▶ **Work item**: Locate and copy each line in the data that contains the word "unix".

▶ **Data for this task**:

PR #3789, opened 2025-12-14
fix: modified container healthcheck to support custom port via -port/--port flag

### LINKED ISSUE #3618: cadvisor dockerfile healthchecks do not utilize correct port if --port command is used to change from default 8080
The Dockerfile utilizes a static port `8080` for the healthcheck and expose operations:

https://github.com/google/cadvisor/blob/255cff7808a7d23802852e6fd9a12320b1035bf1/deploy/Dockerfile#L68

If a non-default port is utilized, users have to explicitly set the `CADVISORT_HEALTHCHECK_URL` environment variable to reflect the updated port otherwise the status will remain "unhealthy".

```yaml
  cadvisor:
    image: gcr.io/cadvisor/cadvisor:latest
    container_name: cadvisor
    command:
      - '-port=9092'
    expose:
      - 9092
    ports:
      - 9092:9092
    environment:
      - 'CADVISOR_HEALTHCHECK_URL=http://localhost:9092/healthz'
```

dylandacosta8:
### Problem Statement
The Dockerfile currently has a static healthcheck URL (http://localhost:8080/healthz) that doesn't adapt when users specify a different port using the -port flag. This causes healthchecks to fail when running cAdvisor on non-default ports.

###  Related Issues
Fixes #3618 

### Root Cause
Environment variables set in the entrypoint script don't persist for HEALTHCHECK commands because they run in separate process contexts. Docker doesn't share the entrypoint's environment with the healthcheck process.

### Proposed Solution
Implemented a dedicated healthcheck script that:
1. Reads the cadvisor process command line from `/proc/1/cmdline`
2. Parses the `-port` flag to extract the actual port
3. Performs the healthcheck on the correct port
4. Falls back to 8080 if no custom port is specified

This approach works because Docker healthchecks run inside the container and can access the process information.

### Breaking Changes
None - fully backward compatible

### Test Case 1: Default Port (8080)
```
docker build -f deploy/Dockerfile -t cadvisor-test .
docker run -d --name cadvisor-default cadvisor-test
sleep 35
docker inspect cadvisor-custom --format='{{json .State.Health.Status}}' # Should show "healthy"
```

### Test Case 2: Custom Port (9090)
```
docker run -d --name cadvisor-custom -p 9090:9090 cadvisor-test -port=9090
sleep 35
docker inspect cadvisor-custom --format='{{json .State.Health.Status}}' # Should show "healthy"
```

### Test Case 3: Verify Healthcheck Logic
```
docker exec cadvisor-custom cat /proc/1/cmdline | tr '\0' '\n'  # Should show -port=9090
docker exec cadvisor-custom ./usr/bin/healthcheck.sh  #Should exit with status 1
```

### Note:
Individual CLA submitted


dylandacosta8:
Added the required boilerplate to the shell scripts

dylandacosta8:
Hey, could a maintainer help me understand if any changes are required here?

iwankgb:
Closing just to reopen (I hope to have security scan run successfully).

iwankgb (approved):

dylandacosta8:
Thanks @iwankgb. The CADVISOR_HEALTHCHECK_URL envVar should be obsolete with the next release

lev-blit:
can something be done, like this, to also support `url_base_prefix`?

mtracz:
> The CADVISOR_HEALTHCHECK_URL envVar should be obsolete with the next release

But now when `url_base_prefix` is defined, the healthcheck will fail, because there is no way to pass this prefix to healthcheck.sh.

@lev-blit 
The easiest way is to redefine healthcheck, as shown here: https://github.com/google/cadvisor/issues/3822#issuecomment-3768328487

PR #3802, opened 2025-12-19
manager: fix race condition in destroyContainer causing panic

dims:
The switch from RWMutex to sync.Map in commit 20e39fcd introduced a race condition in destroyContainer(). When multiple goroutines attempt to destroy the same container simultaneously:

1. Thread A: Loads container from sync.Map (succeeds)
2. Thread B: Also loads the same container (succeeds, A hasn't deleted yet)
3. Thread A: Calls Stop(), closes the stop channel, deletes from map
4. Thread B: Calls Stop(), tries to close already-closed channel -> PANIC

The panic manifests as:
  panic: close of closed channel
  goroutine N [running]:
  github.com/google/cadvisor/manager.(*containerData).Stop(...)
          manager/container.go:143 +0x46

Fix this by using LoadAndDelete() which atomically loads and removes the container from the map, ensuring only one goroutine can process the destruction.

### DIFF
--- a/manager/manager.go
+++ b/manager/manager.go
@@ -271,6 +271,17 @@ func (c *containerMap) Delete(name namespacedContainerName) {
 	c.m.Delete(name)
 }
 
+// LoadAndDelete atomically loads and deletes the containerData for the given name.
+// This prevents race conditions where multiple goroutines might try to destroy
+// the same container simultaneously.
+func (c *containerMap) LoadAndDelete(name namespacedContainerName) (*containerData, bool) {
+	v, loaded := c.m.LoadAndDelete(name)
+	if !loaded {
+		return nil, false
+	}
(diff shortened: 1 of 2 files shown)


manager/manager.go
```diff
@@ -1041,8 +1056,7 @@ func (m *manager) destroyContainer(containerName string) error {
 		return err
 	}
 
-	// Remove the container from our records (and all its aliases).
-	m.containers.Delete(namespacedName)
+	// Remove aliases from our records.
```
SergeyKanzhelev: It used to keep the record if error happened. So I think there will be a retry if `Stop` failed. I am wondering if we need to keep this logic in some form? I didn't confirm that retry will happen, but brief look seems to indicate it

Issue #3749, opened 2025-11-11
Failure to get data in Prometheus on latest Docker


zacharyshale95:
Ubuntu 24.04.3 LTS
Docker version 29.0.0, build 3d4129b

> I1111 00:05:15.302059       1 manager.go:233] Version: {KernelVersion:6.14.0-35-generic ContainerOsVersion:Alpine Linux v3.18 DockerVersion: DockerAPIVersion: CadvisorVersion:v0.49.1 CadvisorRevision:6f3f25ba}
I1111 00:05:15.302274       1 factory.go:219] Registration of the podman container factory failed: failed to validate Podman info: response not present: Get "http://d/v1.0.0/info": dial unix /var/run/podman/podman.sock: connect: no such file or directory
I1111 00:05:15.304095       1 factory.go:145] Registering containerd factory
I1111 00:05:15.304109       1 factory.go:221] Registration of the containerd container factory successfully
I1111 00:05:15.304114       1 factory.go:55] Registering systemd factory
I1111 00:05:15.304117       1 factory.go:221] Registration of the systemd container factory successfully
I1111 00:05:15.304220       1 factory.go:219] Registration of the crio container factory failed: Get "http://%2Fvar%2Frun%2Fcrio%2Fcrio.sock/info": dial unix /var/run/crio/crio.sock: connect: no such file or directory
I1111 00:05:15.305482       1 factory.go:219] Registration of the mesos container factory failed: unable to create mesos agent client: failed to get version
I1111 00:05:15.305757       1 factory.go:219] Registration of the docker container factory failed: failed to validate Docker info: failed to detect Docker info: Error response from daemon: client version 1.41 is too old. Minimum supported API version is 1.44, please upgrade your client to a newer version
I1111 00:05:15.305951       1 factory.go:103] Registering Raw factory
I1111 00:05:15.305975       1 manager.go:1196] Started watching for new ooms in manager
W1111 00:05:15.305997       1 manager.go:306] Could not configure a source for OOM detection, disabling OOM events: open /dev/kmsg: no such file or directory
I1111 00:05:15.306260       1 manager.go:319] Starting recovery of all containers
I1111 00:05:15.350626       1 manager.go:324] Recovery completed
I1111 00:05:15.361028       1 cadvisor.go:176] Starting cAdvisor version: v0.49.1-6f3f25ba on port 8080

Data for `prom/node-exporter` working fine, but I get no data from cAdvisor on nodes that I have updated docker to 29.0.0

[...]

PR #3805, opened 2025-12-24
Replace references to docker registry `gcr.io` with `ghcr.io`

luckv:
From release of [v0.54.0 - December 2th](https://github.com/google/cadvisor/releases/tag/v0.54.0) (3 weeks ago), newer docker images are pushed to ghcr instead of gcr. I simply updated the docs to reference the new docker registry.

At this moment, is `ghcr.io/google/cadvisor` the official image, or is `gcr.io/cadvisor/cadvisor` and we should expect that to change in the future?

Issue/comment refs:
 - https://github.com/google/cadvisor/issues/3712
 - https://github.com/google/cadvisor/issues/3749#issuecomment-3524798186
 - https://github.com/google/cadvisor/pull/3699


luckv:
close because commit email was not valid with google CLA
Opened there: https://github.com/google/cadvisor/pull/3806

PR #3808, opened 2026-01-06
Add container_creation_time_seconds (previously: container_start_time_seconds); use runtime start time for container_start_time_seconds (podman & docker)

### LINKED ISSUE #3688: Metric container_start_time_seconds reports wrong value
Hello,

Based on my testing, it appears that the `container_start_time_seconds` metric reflects the time since the container was originally created, rather than when it was last (re)started. As a result, accurately tracking container restarts using this metric alone is not feasible in its current form.

Is it possible to add a metric expressing the container's exact uptime?

Image

Thank you 😊

ultinous-akos:
fixes #3688

### DIFF
--- a/container/containerd/client.go
+++ b/container/containerd/client.go
@@ -168,12 +168,16 @@ func (c *client) Version(ctx context.Context) (string, error) {
 
 func containerFromProto(containerpb *containersapi.Container) *containers.Container {
 	var runtime containers.RuntimeInfo
+	var createdAt time.Time
 	// TODO: is nil check required for containerpb
 	if containerpb.Runtime != nil {
 		runtime = containers.RuntimeInfo{
 			Name:    containerpb.Runtime.Name,
 			Options: containerpb.Runtime.Options,
 		}
+	}
+	if containerpb.GetCreatedAt() != nil {
+		createdAt = containerpb.GetCreatedAt().AsTime()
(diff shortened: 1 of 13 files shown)


iwankgb:
Do you mind adding this feature to other handlers too?

ultinous-akos:
> Do you mind adding this feature to other handlers too?


@iwankgb 
For now, i would prefer to keep this PR focused on the Docker and Podman handlers, since that's where I verified the issue and the fix.

dims:
i think at a minimum we'll need containerd too

dims:
we now have a integration test and a way to run it locally as well that covers both `docker` and `containerd` metrics - https://github.com/google/cadvisor/pull/3819

ultinous-akos:
Thanks @dims 
I've added containerd too.

ultinous-akos:
Hello @dims & @iwankgb!

I addressed the requested changes few weeks ago, could you please take another look when you have time, or let me know if anything else is needed? Thanks!

dims:
please squash the commits, i'll then approve the test ci jobs to run

ultinous-akos:
Hello @dims,
I've squashed the commits

Thank you!

eric1tran:
Any idea when this might make it into a release version?

Issue #3813, opened 2026-01-15
/usr/bin/entrypoint.sh and /usr/bin/healthcheck.sh  not found


logopk:
Starting 0.56.0 docker container fails:

```
cadvisor exited with code 255 (restarting)
cadvisor      | exec /usr/bin/entrypoint.sh: no such file or directory
cadvisor      | exec /usr/bin/entrypoint.sh: no such file or directory

```

healtchcheck similar:

```
            "Health": {
                "Status": "unhealthy",
                "FailingStreak": 3,
                "Log": [
                    {
                        "Start": "2026-01-15T15:46:50.598652823+01:00",
                        "End": "2026-01-15T15:46:50.625149191+01:00",
                        "ExitCode": 127,
                        "Output": "/bin/sh: /usr/bin/healthcheck.sh: not found\n"
                    },
```

setting entrypoint in docker-compose to /usr/bin/cadvisor lets me start the container.

The files exist but cannot be started. Permissions are OK

```
▶ docker exec -ti cadvisor sh
/ # ls -l /usr/bin/healthcheck.sh /usr/bin/entrypoint.sh 
-rwxr-xr-x    1 root     root           706 Jan 15 13:56 /usr/bin/entrypoint.sh
-rwxr-xr-x    1 root     root          1119 Jan 15 13:56 /usr/bin/healthcheck.sh
/ # 
/ # /usr/bin/entrypoint.sh 
sh: /usr/bin/entrypoint.sh: not found
/ # /usr/bin/healthcheck.sh
sh: /usr/bin/healthcheck.sh: not found
```

fabianwimberger:
Same here. I think this is a general issue. For now pinned version to the one before.

benji2k2:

▶ **Output of the task**:
I1111 00:05:15.302274       1 factory.go:219] Registration of the podman container factory failed: failed to validate Podman info: response not present: Get "http://d/v1.0.0/info": dial unix /var/run/podman/podman.sock: connect: no such file or directory
I1111 00:05:15.304220       1 factory.go:219] Registration of the crio container factory failed: Get "http://%2Fvar%2Frun%2Fcrio%2Fcrio.sock/info": dial unix /var/run/crio/crio.sock: connect: no such file or directory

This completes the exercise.